For close to two hundred years, the ideas of Shakespeare have inspired
incredible work in the literature, fiction, theater, and cinema of
China, Taiwan, and Hong Kong. From the novels of Lao She and Lin Shu to
Lu Xun's search for a Chinese "Shakespeare," and from Feng Xiaogang's
martial arts films to labor camp memoirs, Soviet-Chinese theater,
Chinese opera in Europe, and silent film, Shakespeare has been put to
work in unexpected places, yielding a rich trove of transnational
imagery and paradoxical citations in popular and political culture.
Chinese Shakespeares is the first book to concentrate on both
Shakespearean performance and Shakespeare's appearance in Sinophone
culture and their ambiguous relationship to the postcolonial question.

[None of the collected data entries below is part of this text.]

PR #593, opened 2024-07-02
Remove block.Status

StephenButtolph:
## Why this should be merged

This PR removes the usage of `block.Status()` from the `snowman.Block` interface.

## How this works

The only actual code changes are:
1. In atomic tx verification
2. In warp block hash signing

## How this was tested

- [X] CI

### DIFF
--- a/plugin/evm/vm.go
+++ b/plugin/evm/vm.go
@@ -76,7 +76,6 @@ import (
 	"github.com/ava-labs/avalanchego/database/versiondb"
 	"github.com/ava-labs/avalanchego/ids"
 	"github.com/ava-labs/avalanchego/snow"
-	"github.com/ava-labs/avalanchego/snow/choices"
 	"github.com/ava-labs/avalanchego/snow/consensus/snowman"
 	"github.com/ava-labs/avalanchego/snow/engine/snowman/block"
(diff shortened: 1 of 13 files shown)


plugin/evm/vm.go
```diff
@@ -1378,6 +1383,33 @@ func (vm *VM) getBlock(_ context.Context, id ids.ID) (snowman.Block, error) {
...
+	}
+
+	lastAcceptedBlock := vm.LastAcceptedBlock()
+	height := blk.Height()
+	if lastAcceptedBlock.Height() < height {
+		// The provided block is not decided.
+		return nil, database.ErrNotFound
+	}
+
+	acceptedBlkID, err := vm.GetBlockIDAtHeight(ctx, height)
```
StephenButtolph, line 1401: Why does `GetBlockIDAtHeight` fetch the full block from disk rather than using `GetCanonicalHash`?

StephenButtolph, line 1401: Should we move the last accepted height check into `GetBlockIDAtHeight`? The implementation in coreth does not follow the avalanchego specification for this method.

darioush (approved):

ceyonur (approved):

Substantiated by case studies of major cultural events and texts from
the first Opium War in 1839 to our times, Chinese Shakespeares
theorizes competing visions of "China" and "Shakespeare" in the global
cultural marketplace and challenges the logic of fidelity-based
criticism and the myth of cultural exclusivity. In his critique of the
locality and ideological investments of authenticity in nationalism,
modernity, Marxism, and personal identities, Huang reveals the truly
transformative power of Chinese Shakespeares.